Uitspraak
RECHTBANK OVERIJSSEL
1.[eiser 1], wonende te [woonplaats 1],
[eiser 2], wonende te [woonplaats 2] (Frankrijk),
wonende te [woonplaats 3],
Rechtbank Overijssel
In deze zaak vorderen de erven van wijlen de heer [naam] de ontbinding van een huurovereenkomst en betaling van huurachterstand van € 24.500,00. De huurovereenkomst was op 11 februari 2023 gesloten tussen de erven en [gedaagde] voor een woning aan het adres [adres]. De huurprijs bedroeg € 1.000,00 per maand, maar [gedaagde] heeft grotendeels niet betaald. De erven hebben [gedaagde] meerdere keren aangemaand en hebben de huurovereenkomst op 3 maart 2024 schriftelijk ontbonden vanwege een huurachterstand van bijna een jaar. Ondanks de schriftelijke ontbinding en een deurwaardersexploot heeft [gedaagde] de woning niet ontruimd.
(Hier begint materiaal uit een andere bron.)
PR #4027, opened 2022-09-12
eprintln comment

Anton-4:


crates/cli/src/build.rs
```diff
@@ -406,6 +406,7 @@ fn spawn_rebuild_thread(
     let thread_local_target = target.clone();
     std::thread::spawn(move || {
         if !prebuilt {
+            // printing to stderr because we want stdout to be clean for rbt
```
BrianHicks, line 409: this is true but not like… *strictly* true. Printing to stdout is going to be a problem for many CLI-platform-using programs. E.g. printing to stdout would mess with any kind of machine-readable output on stdout, especially since logging messages in general are supposed to go to stderr.

Anton-4: > logging messages in general are supposed to go to stderr.
From what I could find this seems to be a highly debated issue but I understand the trade-offs.
Ideally there would be a stdlog output stream :)

I'll further clarify the comment.

BrianHicks (approved):

PR #4029, opened 2022-09-12
Disable Web REPL input until the compiler .wasm has loaded

### LINKED ISSUE #4025: Disable Web REPL input before .wasm loaded
Yikes!
Screenshot 2022-09-12 at 18 14 17

~~I assume this is trying to allocate a Rust `String` to return to JavaScript, since the entered Roc wouldn't allocate.
Maybe related to #4011 ?~~

brian-carroll:
It turns out that the Roc compiler .wasm module can take a while to load. It's 1.4MB compressed. If you try to use the REPL in that time, you just see a JavaScript error in the "console" panel. Not great.
Instead let's disable the input during that time, and show a loading message.

Closes #4025 

www-repl-loading

### DIFF
--- a/crates/repl_wasm/build-www.sh
+++ b/crates/repl_wasm/build-www.sh
@@ -12,7 +12,7 @@ set -euxo pipefail
 
 if ! which wasm-pack
 then
-    echo "To build the Web REPL, you need to run `cargo install wasm-pack`"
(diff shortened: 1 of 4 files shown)


JanCVanB (approved):
Great idea, @brian-carroll !

PR #4030, opened 2022-09-13
CLI platform improvements

rtfeldman:
* Added `Dir` and `Env` modules
* Fixed `File.readUtf8` and `File.readBytes`
* Expanded `file.roc` CLI example


JanCVanB (commented):
WOOHOO! Reviewing now...

JanCVanB (changes requested):
I'm seeing the following... problems?
```
[jan@framey roc]$ cargo run examples/interactive/file.roc 
    Finished dev [unoptimized + debuginfo] target(s) in 0.49s
     Running `target/debug/roc examples/interactive/file.roc`
🔨 Rebuilding platform...
cwd: /home/jan/_code/_roc/roc
Dir.list...
free(): invalid size
Aborted (core dumped)
[jan@framey roc]$ 
```

rtfeldman:
Huh, I have no idea why that might be...do you have another distro you can try it on?

Also, if you're familiar with `lldb`, a backtrace would be helpful 🤔

JanCVanB:
You know what, I should be doing all of this on my macbook anyways because the guest of honor tomorrow is on a macbook. Goodnight, framey!

rtfeldman:
@JanCVanB cool - does that mean it's ready to merge? 😄

JanCVanB:
@rtfeldman should the CLI platform's `main` function allow any `Err`s in the `Task`? I see that `examples/interactive/file.roc` swallows all of its own `Err`s so that none are returned in the final return value, but should this be required?

JanCVanB:
I'm trying a simpler test app:
```coffee
app "test"
    packages { pf: "../examples/interactive/cli-platform/main.roc" }
    imports [pf.File, pf.Path, pf.Task]
    provides [main] to pf

main =
    input <- File.readUtf8 (Path.fromStr "test_input.txt") |> Task.await
    File.writeUtf8 (Path.fromStr "test_output.txt") input
```
and it's failing to typecheck because it has `Err` potential, it seems. I can imagine this being intentional and good, but I just want to check.
```
jan@mackey roc % roc try-file-io/test.roc 

── TYPE MISMATCH ─── try-file-io/../examples/interactive/cli-platform/main.roc ─

Something is off with the type annotation of the main required symbol:

2│      requires {} { main : Task {} [] * }
                             ^^^^^^^^^^^^

This #UserApp.main value is a:

    Task {} [FileReadErr Path.Path File.ReadErr,
    FileReadUtf8Err Path.Path [BadUtf8 Utf8ByteProblem Nat]*,
    FileWriteErr Path.Path File.WriteErr]a [Read [File]*,
    Write [File]*]b ?

    Task {} [] [Read [File]*, Write [File]*]b ?




── TYPE MISMATCH ─── try-file-io/../examples/interactive/cli-platform/main.roc ─

Something is off with the body of the mainForHost definition:

8│  mainForHost : Effect (Result {} []) as Fx
9│  mainForHost = InternalTask.toEffect main
                  ^^^^^^^^^^^^^^^^^^^^^^^^^^

This InternalTask.toEffect call produces:

    Effect.Effect (Result {} [FileReadErr Path.Path File.ReadErr,
    FileReadUtf8Err Path.Path [BadUtf8 Utf8ByteProblem Nat]*,
    FileWriteErr Path.Path File.WriteErr]a) ?

But the type annotation on mainForHost says it should be:

    Fx ?

2 errors and 0 warnings found in 16 ms.

You can run the program anyway with roc run try-file-io/test.roc
jan@mackey roc % 
```

JanCVanB:
I suppose that even if that's a mistake, we can handle it in a later PR.

JanCVanB (approved):
Thank you so much for getting these features in tonight! They'll be key in the session tomorrow.

rtfeldman:
> should the CLI platform's `main` function allow any `Err`s in the `Task`?

I think it should be up to the application author to decide how to handle errors; if they want it to (for example) print an error message and then exit with a nonzero exit code, then they should do that rather than leaving that up to the platform!

That said, I could see an argument for it being something like `Task I32 [] *` instead of `Task {} [] *` so you explicitly return the error code (instead of having to `Process.exit`, which isn't implemented yet, but let's assume it exists for the sake of argument).

> I see that `examples/interactive/file.roc` swallows all of its own `Err`s so that none are returned in the final return value, but should this be required?

Ordinarily they should be handled by reporting them to the user, but the example doesn't do that yet. I think that's what we really want: reporting them to the user in the application.

Issue #9053, opened 2026-01-18
The Roc compiler overflowed its stack memory and had to exit


JRI98:
```
./zig-out/bin/roc test file.roc
```

```roc
Node(a) := [One(a), Many(List(Node(a)))]

flatten : List(Node(a)) -> List(a)
flatten = |input| {
    flatten_aux = |l, acc| {
        match l {
            [] => acc
            [One(e), .. as rest] => flatten_aux(rest, List.append(acc, e))
            [Many(e), .. as rest] => flatten_aux(rest, flatten_aux(e, acc))
        }
    }
    flatten_aux(input, [])
}

expect
    flatten([One("a"), Many([One("b"), Many([One("c"), One("d")]), One("e")])]) == ["a", "b", "c", "d", "e"]
```

```
The Roc compiler overflowed its stack memory and had to exit.
```

JRI98:
No longer reproduces.
```
➜  roc git:(main) ✗ ./zig-out/bin/roc test Node.roc 
All (1) tests passed in 918.5 ms.
```

PR #9070, opened 2026-01-22
WIP: Fix type generalization for polymorphic recursive nominal types (issue #9053)

rtfeldman:
## Summary
- Adds a test case reproducing issue #9053 (stack overflow with recursive nominal types)
- Partial fix: use `.ignore_rank` during rigid substitution instantiation

## Investigation Notes

The bug occurs when:
1. A function has a polymorphic type annotation with a recursive nominal type (e.g., `flatten : List(Node(a)) -> List(a)`)
2. The nominal type has a type parameter that appears in the backing type (e.g., `Node(a) := [One(a), Many(List(Node(a)))]`)
3. The function contains an unannotated inner function that uses the recursive type

### Root Cause Analysis

When processing the type annotation `List(Node(a)) -> List(a)`, we need to instantiate the `Node` type declaration with the annotation's type variable `a`. This is done via `instantiateVarWithSubs`.

The problem: the type declaration's vars are at rank 0/1 (outermost), while the annotation's vars should be at rank 2 (inside the lambda scope for generalization). During instantiation:

1. We substitute rigids (like `a`) with the annotation's vars at rank 2 ✓
2. We create fresh vars for structures at `current_rank` (should be rank 2) ✓
3. But something is causing vars to escape at rank 1 during generalization ✗

The `.ignore_rank` fix ensures we traverse all vars regardless of rank during substitution, which is necessary but not sufficient.

### Next Steps

The complete fix likely needs to ensure that:
1. All freshly created vars during instantiation have the correct rank (annotation's scope rank)
2. The recursive references within the nominal type's backing type are properly tied to the outer instantiation

This is a complex type system issue that may require deeper changes to the instantiation or generalization logic.

## Test plan
- [ ] `zig build test` passes
- [ ] The test file `test/fx/issue9053.roc` compiles without type errors
- [ ] `roc test test/fx/issue9053.roc` runs successfully

### DIFF
--- a/src/check/Check.zig
+++ b/src/check/Check.zig
@@ -535,6 +535,10 @@ fn instantiateVarWithSubs(
 
         .current_rank = env.rank(),
         .rigid_behavior = .{ .substitute_rigids = subs },
+        // When substituting rigids, we need to traverse all vars regardless of rank.
+        // Type declarations have vars at rank 0/1 (not generalized), but we still
+        // need to substitute rigids inside them to get proper type instantiation.
+        .rank_behavior = .ignore_rank,
     };
     return self.instantiateVarHelp(var_to_instantiate, &instantiate_ctx, env, region_behavior);
 }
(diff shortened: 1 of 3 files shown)


jaredramirez:
> The problem: the type declaration's vars are at rank 0/1 (outermost), while the annotation's vars should be at rank 2 (inside the lambda scope for generalization).

This isn't correct! If the def is a lambda, we generate the type annotation at the inner rank to support exactly this situation (ScopedTypeVariables)

PR #9071, opened 2026-01-22
Add completion to language server

faldor20:
Adds completion to the language server.
This is **Very** vibe coded. It's had a few rounds of vibe refactoring and I've at least read all the code to ensure the overall strategy makes some sense.

There are lots of tests and overall the system seems to work well.

Supports:
- [x] record field completion
- [x] module completion
- [x] module member completion
- [x] local variable completion
- [x] local module completion
- [x] static dispatch/method completion
- [x] completion of non variables eg: "hi".concat() or (myvar+myvar).to_string() or var.fun().chained()
- [x] type info in completion  popup
- [x] nested module completion
- [x] doc comments in completions

### DIFF
--- a/src/lsp/completion/builtins.zig
+++ b/src/lsp/completion/builtins.zig
@@ -38,15 +38,21 @@ pub const BUILTIN_TYPES = [_][]const u8{
     "Num",
 };
 
+/// Compile-time hash map for O(1) builtin type lookups.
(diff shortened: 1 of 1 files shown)


src/build/roc/Builtin.roc
lukewilliamboswell, line 1: There is syntax in the doc comments here that needs to be updated... but I think we can do that later it's not really in scope for this change and this is a helpful starting point.

PR #9076, opened 2026-01-23
Various type-checking things

jaredramirez:
I recommend review commit-by-commit:
1. Remove errors no longer used in `unify`
2. Remove custom `AllocatorError` in favor of the stdlib `Allocator.Error` in `unify`
3. Lift locally defined type to the top-level statements array (still only accessible in the scope they were declared in) to ensure that all type declarations are processed before checking defs in `Check.zig`
4. Update static dispatch type checking to unify the entire function, rather than arg-by-arg to improve the error message
5. Track the "origin" var when adding static dispatch constraints, so improve the region used in error messages
6. Instantiate static dispatch methods from other modules

### DIFF
--- a/src/canonicalize/Can.zig
+++ b/src/canonicalize/Can.zig
@@ -104,7 +104,7 @@ scratch_captures: base.Scratch(Pattern.Idx),
 scratch_bound_vars: base.Scratch(Pattern.Idx),
 /// Local type declarations found inside function bodies.
 /// Collected during canonicalization, then added to all_statements at the end.
-tmp_local_type_decls: std.ArrayList(CIR.Statement.Idx),
+scratch_local_type_decls: std.ArrayList(CIR.Statement.Idx),
 /// Counter for generating unique malformed import placeholder names
 malformed_import_count: u32 = 0,
 /// Counter for generating unique closure tag names (e.g., "Closure_addX_1", "Closure_addX_2")
@@ -234,7 +234,7 @@ pub fn deinit(
     self.scratch_free_vars.deinit();
     self.scratch_captures.deinit();
     self.scratch_bound_vars.deinit();
-    self.tmp_local_type_decls.deinit(gpa);
+    self.scratch_local_type_decls.deinit(gpa);
 }
 
 /// Options for initializing the canonicalizer.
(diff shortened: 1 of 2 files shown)


src/check/Check.zig
```diff
@@ -5458,74 +5456,132 @@ fn checkStaticDispatchConstraints(self: *Self, env: *Env) std.mem.Allocator.Erro
...
+                //         .incompatible_method_type = .{
+                //             .dispatcher_var = constraint.fn_var,
+                //             .dispatcher_name = nominal_type.ident.ident_idx,
+                //             .method_name = constraint.fn_name,
+                //         },
+                //     });
+                //     try self.unifyWith(constraint_fn.ret, .err, env);
+                //     try self.unifyWith(deferred_constraint.var_, .err, env);
+                //     continue;
+                // };
```
lukewilliamboswell: Whats going on with this?

src/check/Check.zig
```diff
@@ -5458,74 +5456,132 @@ fn checkStaticDispatchConstraints(self: *Self, env: *Env) std.mem.Allocator.Erro
...
-                    );
-                    continue;
-                }
+                // const constraint_args = self.types.sliceVars(constraint_fn.args);
+                // const method_args = self.types.sliceVars(method_fn.args);
+
+                // If there's an arity mismatch, then let report the mismatch
+                // Note that later, once we have better hints, the arity mismatch
+                // will be reported here nicely
+                // if (constraint_args.len != method_args.len) {
```
lukewilliamboswell: same with all this commented out code

src/canonicalize/Can.zig
```diff
@@ -102,6 +102,9 @@ scratch_free_vars: base.Scratch(Pattern.Idx),
 scratch_captures: base.Scratch(Pattern.Idx),
 /// Scratch bound variables (for filtering out locally-bound vars from captures)
 scratch_bound_vars: base.Scratch(Pattern.Idx),
+/// Local type declarations found inside function bodies.
+/// Collected during canonicalization, then added to all_statements at the end.
+tmp_local_type_decls: std.ArrayList(CIR.Statement.Idx),
```
lukewilliamboswell: Is there a reason we didn't call this scratch? I assume it is different to the scratch arrays somehow.

src/check/Check.zig
jaredramirez: ahh oops, sorry. deleted!

src/canonicalize/Can.zig
jaredramirez: no reason, i renamed to `scratch_`

PR #9083, opened 2026-01-25
Add `roc glue` to zig toolchain

Giesch:
Edit Feb 3:
Still working on this. My new plan is to open this with only the C header, and then come back for Zig, and then come back again for Rust.

Edit Feb 8:
This is currently blocked on resolving the (maybe false positive?) valgrind failure on ubuntu 22. [Discussion on zulip here.](https://roc.zulipchat.com/#narrow/channel/395097-compiler-development/topic/Valgrind.20failure.20on.20musl/with/572453093) We could potentially replace the Roc glue scripts with templates using Zig or some other language as a work around.

---

This adds an `experimental-glue` command (name based on `experimental-lsp`) that generates native platform glue code based on a Roc platform's `main.roc`. The design is based on how this was done in the old Rust compiler, and [Luke's example PR here](https://github.com/roc-lang/roc/pull/9082/changes), with some changes to fit into the current state of the Zig compiler. Those differences are also the reasons for the `experimental-` prefix - we probably want to change them.

## Basic Idea (from the Rust version)
The `roc glue` command will take a 'glue spec', a Roc script that exposes a pure function that receives build-time-reflected type information about the platform, and returns a list of native-code files to generate. Those generated files will be a type-safe API to implement effects for the given Roc platform. We'll eventually have glue specs for C, Zig, and Rust, and the idea is that it's easy for some developer to write their own for Swift or whatever.

## Differences from Rust compiler version
1. The Rust compiler compiled that glue spec to a dylib, and called it directly. We can't compile to a dylib yet in the Zig toolchain. (It sounds like that's planned to be added eventually, though). So this compiles the glue script to an executable with a glue platform, and passes the type information as a JSON-encoded CLI arg (then decoded in Zig by the glue platform). That's a bit janky and we should do the dylib thing.

2. The Rust compiler version type-checked the Roc platform main in a direct way to get the type information to pass to the glue script. I don't understand the compiler well enough to see how to do that off the bat, so this version is compiling a 'stub' Roc app with no type signatures and entry points that always crash, and then inspecting the output of that build. That's a bit janky and we should have a more direct 'get types for glue' API of some kind.

If either of those are blockers for merging this, that'd make sense to me. I don't really know how to address them (yet), though.

Huge thanks to Luke for the starting implementation and answering a bunch of questions.


Anton-4:
I'm doing debugging in https://github.com/roc-lang/roc/pull/9169

src/glue/src/CGlue.roc
```diff
@@ -0,0 +1,652 @@
...
+				[args_part2, ret_part2] => {
+					args = parse_args(args_part2)
+					{ args, ret: ret_part2 }
+				}
+
+				_ => { args: [], ret: type_str }
+			}
+		}
+	}
+}
```
Giesch, line 59: I'd call this out as especially bad. I'm open to other alternatives or going straight to using the real parser somehow.

lukewilliamboswell: I saw this and I think it's acceptable given the current trade-offs for now. Ironically we kind of need experimental-glue to help us get the right FFI types for the glue `Types` unless we want to hand roll those.

lukewilliamboswell (approved):

PR #9133, opened 2026-02-02
x86-64 specific patches

lukewilliamboswell:
Plus some bits and bobs to make lints happy and fix macos too :smile:

### DIFF
--- a/src/check/report.zig
+++ b/src/check/report.zig
@@ -149,11 +149,27 @@ pub const ReportBuilder = struct {
 
     // Helpers
 
+    /// Safely get a region by index, returning Region.zero() for out-of-bounds indices.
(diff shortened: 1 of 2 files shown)


src/eval/test/eval_test.zig
```diff
@@ -2839,7 +2839,7 @@ test "diag: lambda wrapping try suffix result in Ok" {
     try runExpectI64(
         \\{
         \\    compute = |x| Ok(x?)
-        \\    match compute(Ok(42)) { Ok(v) => v, _ => 0 }
+        \\    match compute(Ok(42.I64)) { Ok(v) => v, _ => 0 }
```
lukewilliamboswell, line 2842: this is a bit of a workaround... need to fix the underlying issue with flex vars

PR #9145, opened 2026-02-04
Fix lambda return type inference for top-level variable lookups

### LINKED ISSUE #9143: Bug Report: Lambda with lookup body infers wrong return type (Bool instead of actual type)
## Summary

When a lambda's body is a variable lookup (`e-lookup-local`), the return type is incorrectly inferred as `Bool` instead of the actual type of the looked-up variable. This causes segfaults in code generation due to calling convention mismatches.

## Minimal Reproduction

```roc
x = ["hello"]
f = |_| x
y = f(0)
```

**Expected types:**
- `x : List(Str)`
- `f : _arg -> List(Str)`
- `y : List(Str)`

**Actual types (from snapshot tool):**
- `x : List(Str)` ✓
- `f : _arg -> Bool` ✗ **WRONG**
- `y : List(Str)` ✓

## Snapshot File

Save as `lambda_lookup_bug.md` and run with `zig build snapshot -- lambda_lookup_bug.md`:

```markdown
# META
~~~ini
description=Lambda with lookup body has wrong return type
type=mono
~~~
# SOURCE
~~~roc
x = ["hello"]
f = |_| x
y = f(0)
~~~
# MONO
~~~roc
~~~
# PROBLEMS
NIL
```

### Type inference output

The TYPES section shows the inconsistency:
```clojure
(inferred-types
  (defs
    (patt (type "List(Str)"))      ; x - correct
    (patt (type "_arg -> Bool"))   ; f - WRONG! Should be _arg -> List(Str)
    (patt (type "List(Str)")))     ; y - correct
  (expressions
    (expr (type "Bool"))
    (expr (type "_arg -> Bool"))
    (expr (type "Bool"))))
```

### Contrast with literal body (works correctly)

When the lambda body is a literal instead of a lookup, the type is correct:

```roc
f = |_| ["hello"]
```

Results in: `f : _arg -> List(Str)` ✓

## Suspected Location

The bug is likely in `src/check/Check.zig` in the lambda type checking code around lines 3846-3875:

```zig
.e_lambda => |lambda| {
    // ...
    const body_var = ModuleEnv.varFrom(lambda.body);

    // Check the body
    does_fx = try self.checkExpr(lambda.body, env, .no_expectation) or does_fx;

    // Create the function type
    _ = try self.unifyWith(expr_var, try self.types.mkFuncUnbound(arg_vars, body_var), env);
}
```

The `body_var` should have the type of the lookup target (`List(Str)`), but something is causing it to resolve to `Bool` instead.

lukewilliamboswell:
## Summary

Fixes a bug where lambda return types were incorrectly inferred as `Bool` when the lambda body was a lookup to a top-level variable. For example:

```roc
x = ["hello"]
f = |_| x
y = f(0)
```

Would incorrectly infer `f : _arg -> Bool` instead of `f : _arg -> List(Str)`.

## Root Cause

The `ClosureTransformer` was always creating new expression nodes even when sub-expressions were unchanged. This caused type information to be lost because the new expression indices had uninitialized type variables, which defaulted to `Bool`.

## Changes

- Added "return original if unchanged" checks to expression transformers that don't have their types recomputed by `computeTransformedExprType`
- Affected expression types: `e_list`, `e_tuple`, `e_if`, `e_unary_minus`, `e_unary_not`, `e_dot_access`, `e_dbg`, `e_expect`, `e_return`, `e_nominal`
- Added snapshot test to verify the fix

Fixes #9143

Co-authored by Claude Opus 4.5

### DIFF
--- a/src/canonicalize/ClosureTransformer.zig
+++ b/src/canonicalize/ClosureTransformer.zig
@@ -1613,6 +1613,7 @@ pub fn transformExprWithLambdaSet(
     expr_idx: Expr.Idx,
     name_hint: ?base.Ident.Idx,
 ) std.mem.Allocator.Error!TransformResult {
+    std.debug.assert(self.module_env.store.scratch != null);
     const expr = self.module_env.store.getExpr(expr_idx);
 
     switch (expr) {
@@ -1898,6 +1899,7 @@ pub fn transformClosure(
     closure_expr_idx: Expr.Idx,
     binding_name_hint: ?base.Ident.Idx,
 ) !Expr.Idx {
+    std.debug.assert(self.module_env.store.scratch != null);
     const expr = self.module_env.store.getExpr(closure_expr_idx);
 
     switch (expr) {
@@ -2026,6 +2028,7 @@ pub fn transformClosure(
 /// Transform an entire expression tree, handling closures and their call sites.
 /// This is the main entry point for the transformation.
 pub fn transformExpr(self: *Self, expr_idx: Expr.Idx) std.mem.Allocator.Error!Expr.Idx {
+    std.debug.assert(self.module_env.store.scratch != null);
     const expr = self.module_env.store.getExpr(expr_idx);
 
     switch (expr) {


src/canonicalize/ClosureTransformer.zig
```diff
@@ -2166,20 +2166,35 @@ pub fn transformExpr(self: *Self, expr_idx: Expr.Idx) std.mem.Allocator.Error!Ex
...
 
-            const new_branches_span = try self.module_env.store.ifBranchSpanFrom(branch_start);
             const new_else = try self.transformExpr(if_expr.final_else);
+            if (new_else != if_expr.final_else) {
+                any_changed = true;
+            }
+
+            // Return original expression if nothing changed to preserve type information
+            if (!any_changed) {
+                self.module_env.store.scratch.?.if_branches.clearFrom(branch_start);
```
jaredramirez, line 2196: kinda a nit, but might be nice to have an `std.debug.assert` here to make sure that scratch isn't null.

same for the below places too

jaredramirez (dismissed):

PR #9152, opened 2026-02-07
Fix hash collision risk in monomorphizer specialization maps

rtfeldman:
## Summary
- Fix several bugs in `structuralTypeHash` that could cause hash collisions leading to wrong code:
  - Cycle detection now uses resolved var instead of input var
  - Flex/rigid vars hash by resolved Var identity instead of name strings
  - Aliases now recurse into type args and backing var
  - Record and tag_union types now hash their extension variable
- Add `structuralTypeEqual` for full recursive structural type comparison with cycle detection
- Replace `AutoHashMap` with custom-context `HashMap` that uses precomputed type hash for bucketing and `structuralTypeEqual` for equality, eliminating false-positive dedup from hash collisions
- Pending specialization and external request linear scans also use `structuralTypeEqual`

## Test plan
- [x] All existing monomorphizer tests pass with updated key shapes
- [x] Full test suite passes (2189 tests)

### DIFF
--- a/src/canonicalize/Monomorphizer.zig
+++ b/src/canonicalize/Monomorphizer.zig
@@ -961,7 +961,7 @@ pub fn requestExternalSpecialization(
         };
     }
 
-    // Check if we already have a pending request (O(1) via hash set with structural equality)
+    // Check if we already have a pending request
     if (self.pending_external_keys.contains(ext_key)) {
         const specialized_name = try self.createSpecializedName(original_ident, concrete_type);
         return ExternalSpecializationResult{


src/canonicalize/Monomorphizer.zig
```diff
@@ -848,7 +899,7 @@ pub fn requestSpecialization(
         return specialized_name;
     }
 
-    // Check if it's already pending - if so, look up or create the specialized name
+    // Check if it's already pending (O(1) via hash set with structural equality)
```
rtfeldman:
```suggestion
    // Check if it's already pending
```

src/canonicalize/Monomorphizer.zig
```diff
@@ -909,7 +961,7 @@ pub fn requestExternalSpecialization(
         };
     }
 
-    // Check if we already have a pending request
+    // Check if we already have a pending request (O(1) via hash set with structural equality)
```
rtfeldman:
```suggestion
    // Check if we already have a pending request
```

PR #9155, opened 2026-02-07
Fix alias type hashing to recurse into type arguments

rtfeldman:
## Summary

- `structuralTypeHash` only hashed alias identifiers, not their type arguments or backing variables
- This caused aliases like `List U64` and `List Str` to produce identical hashes, leading to silent wrong specializations during monomorphization
- Fixed by recursing into all alias vars (backing var + type args), matching the pattern already used by `nominal_type` hashing
- Added 3 tests that reproduce the bug (fail without fix, pass with it)

## Test plan

- [x] New test: alias types with different type args produce different hashes
- [x] New test: alias types with same type args produce same hash
- [x] New test: alias types with different backing vars produce different hashes
- [x] `zig build test-can` — all 185 tests pass
- [x] `zig build test-mono` — all tests pass
- [x] `zig build test-check` — all tests pass
- [x] `zig build minici` — passes (only pre-existing CLI test failure on main)

### DIFF
--- a/src/canonicalize/Monomorphizer.zig
+++ b/src/canonicalize/Monomorphizer.zig
@@ -2296,7 +2296,7 @@ fn hashTypeRecursive(
             hasher.update("alias");
             hasher.update(std.mem.asBytes(&alias.ident.ident_idx));
             // Hash all vars (backing var + type arguments) to differentiate
-            // e.g. List U64 from List Str
+            // e.g. List(U64) from List(Str)
             const vars = self.types_store.sliceVars(alias.vars.nonempty);
             for (vars) |v| {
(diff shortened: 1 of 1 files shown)


src/canonicalize/Monomorphizer.zig
```diff
@@ -2295,6 +2295,12 @@ fn hashTypeRecursive(
         .alias => |alias| {
             hasher.update("alias");
             hasher.update(std.mem.asBytes(&alias.ident.ident_idx));
+            // Hash all vars (backing var + type arguments) to differentiate
+            // e.g. List U64 from List Str
```
rtfeldman:
```suggestion
            // e.g. List(U64) from List(Str)
```

PR #9164, opened 2026-02-09
Fix ZST rendering to use type info, fix REPL Dec formatting

rtfeldman:
## Summary

- **ZST rendering uses type info instead of layout info**: The dev evaluator test helpers now resolve type variables to render correct ZST representations — tag names for single-tag unions (e.g., `Blah` for `[Blah]`) and `{}` for empty records, instead of hardcoding `()` or `{}`
- **REPL Dec formatting fixed**: Dec values in the REPL dev path now properly read i128 via `callWithResultPtr` and format with `RocDec.format_to_buf` instead of incorrectly calling `callReturnI64()` on an i128 value
- **Removed fuzzy match in `runExpectUnit`**: Previously accepted both `()` and `{}` to paper over the ZST rendering bug; now uses exact match via `compareWithDevEvaluator`
- **Fixed merge issue**: Added missing `origin_module` arg to `mkAlias` test calls in Monomorphizer, removed dead `TypeIdent` import in unify.zig

## Test plan

- [x] `zig build minici` passes (all 2793 tests)
- [x] `zig build test-eval` passes
- [x] `zig build test-repl` passes

### DIFF
--- a/src/eval/test/helpers.zig
+++ b/src/eval/test/helpers.zig
@@ -151,7 +151,7 @@ fn resolveZstName(module_env: *ModuleEnv, expr_type_var: types.Var) []const u8 {
 }
 
 /// Resolve the element type of a List type variable to its ZST display string.
-/// The type is expected to be `List elem` where `elem` is a ZST type.
+/// The type is expected to be `List(item)` where `item` is a ZST type.
 fn resolveListElemZstName(module_env: *ModuleEnv, expr_type_var: types.Var) []const u8 {
     var resolved = module_env.types.resolveVar(expr_type_var);
 


src/eval/test/helpers.zig
```diff
@@ -113,6 +113,72 @@ const DevEvalError = error{
...
+            },
+            .empty_record => return "{}",
+            else => return "{}",
+        },
+        else => return "{}",
+    }
+}
+
+/// Resolve the element type of a List type variable to its ZST display string.
+/// The type is expected to be `List elem` where `elem` is a ZST type.
```
rtfeldman:
```suggestion
/// The type is expected to be `List(item)` where `item` is a ZST type.
```

PR #9167, opened 2026-02-09
valgrind: add another false positive

Anton-4:


Anton-4:
The test failure is suspicious, it does not seem like my changes could have caused this. It also does not happen on the main branch on my raspberry pi arm64.

PR #9187, opened 2026-02-18
added file import as Str/List(U8)

Anton-4:
I deliberately left implementing this for the wasm and LLVM backends for a follow-up PR.


Anton-4:
The benchmark failure is expected, it can't evaluate the new fx test using the main branch binary because we introduced support for new syntax here.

Tijdens de procedure heeft [gedaagde] erkend dat hij in gebreke is gebleven met de huurbetalingen, maar stelde dat hij in een telefoongesprek van [eiser 1] de toezegging had gekregen dat hij mocht blijven wonen als hij weer zou beginnen met betalen. De kantonrechter heeft geoordeeld dat de huurovereenkomst rechtsgeldig is ontbonden en dat [gedaagde] verplicht is om de huur op tijd en volledig te betalen. De kantonrechter heeft de vordering van de erven toegewezen, inclusief de ontruiming van de woning binnen veertien dagen na betekening van het vonnis en de betaling van de huurachterstand.
De kantonrechter heeft ook de proceskosten aan [gedaagde] opgelegd, omdat hij grotendeels in het ongelijk is gesteld. De totale proceskosten zijn begroot op € 2.098,45. Het vonnis is uitgesproken op 16 september 2025 door mr. A. Smedes.